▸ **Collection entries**

PR #24, opened 2024-12-09
test: check diff for admin balance in fork tests

smol-ninja:
This [fork CI failed](https://github.com/sablier-labs/airdrops/actions/runs/12218384157/job/34083834453) because foundry chose `users.admin` as one of the recipients. Thus, the following assertion failed:

```solidity
assertEq(users.admin.balance, fee, "admin ETH balance");
```

As a good practice, instead of comparing absolute balance, we should compare diff to avoid such scenarios (though highly unlikely). This PR fixes that.

Other than that, the failed CI did not send any notification on the Slack, so I figured out that the `notify-on-failure` has a different code than the one in [v2-core repo](https://github.com/sablier-labs/v2-core/blob/main/.github/workflows/ci-deep.yml#L78C1-L89C58). This PR fixed that as well.

### DIFF
--- a/tests/fork/merkle-campaign/MerkleInstant.t.sol
+++ b/tests/fork/merkle-campaign/MerkleInstant.t.sol
@@ -225,6 +225,6 @@ abstract contract MerkleInstant_Fork_Test is Fork_Test {
         merkleFactory.collectFees({ merkleBase: vars.merkleInstant });
 
         assertEq(address(vars.merkleInstant).balance, 0, "merkleInstant ETH balance");
-        assertEq(users.admin.balance - initialAdminBalance, fee, "admin ETH balance");
+        assertEq(users.admin.balance, initialAdminBalance + fee, "admin ETH balance");
     }
 }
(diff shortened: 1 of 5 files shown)


tests/fork/merkle-campaign/MerkleInstant.t.sol
```diff
@@ -223,6 +225,6 @@ abstract contract MerkleInstant_Fork_Test is Fork_Test {
         merkleFactory.collectFees({ merkleBase: vars.merkleInstant });
 
         assertEq(address(vars.merkleInstant).balance, 0, "merkleInstant ETH balance");
-        assertEq(users.admin.balance, fee, "admin ETH balance");
+        assertEq(users.admin.balance - initialAdminBalance, fee, "admin ETH balance");
```
andreivladbrg, line 228: wouldn't it be clearer if we: `initialAdminBalance  + fee == users.admin.balance`?

and similar below

andreivladbrg (approved):
LGTM, just 1 question:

▸ **WHAT IS REQUIRED**
Please reproduce each line above exactly as written.

▸ **WRITTEN ANSWER**
PR #24, opened 2024-12-09
test: check diff for admin balance in fork tests

smol-ninja:
This [fork CI failed](https://github.com/sablier-labs/airdrops/actions/runs/12218384157/job/34083834453) because foundry chose `users.admin` as one of the recipients. Thus, the following assertion failed:

```solidity
assertEq(users.admin.balance, fee, "admin ETH balance");
```

As a good practice, instead of comparing absolute balance, we should compare diff to avoid such scenarios (though highly unlikely). This PR fixes that.

Other than that, the failed CI did not send any notification on the Slack, so I figured out that the `notify-on-failure` has a different code than the one in [v2-core repo](https://github.com/sablier-labs/v2-core/blob/main/.github/workflows/ci-deep.yml#L78C1-L89C58). This PR fixed that as well.

### DIFF
--- a/tests/fork/merkle-campaign/MerkleInstant.t.sol
+++ b/tests/fork/merkle-campaign/MerkleInstant.t.sol
@@ -225,6 +225,6 @@ abstract contract MerkleInstant_Fork_Test is Fork_Test {
         merkleFactory.collectFees({ merkleBase: vars.merkleInstant });
 
         assertEq(address(vars.merkleInstant).balance, 0, "merkleInstant ETH balance");
-        assertEq(users.admin.balance - initialAdminBalance, fee, "admin ETH balance");
+        assertEq(users.admin.balance, initialAdminBalance + fee, "admin ETH balance");
     }
 }
(diff shortened: 1 of 5 files shown)


tests/fork/merkle-campaign/MerkleInstant.t.sol
```diff
@@ -223,6 +225,6 @@ abstract contract MerkleInstant_Fork_Test is Fork_Test {
         merkleFactory.collectFees({ merkleBase: vars.merkleInstant });
 
         assertEq(address(vars.merkleInstant).balance, 0, "merkleInstant ETH balance");
-        assertEq(users.admin.balance, fee, "admin ETH balance");
+        assertEq(users.admin.balance - initialAdminBalance, fee, "admin ETH balance");
```
andreivladbrg, line 228: wouldn't it be clearer if we: `initialAdminBalance  + fee == users.admin.balance`?

and similar below

andreivladbrg (approved):
LGTM, just 1 question:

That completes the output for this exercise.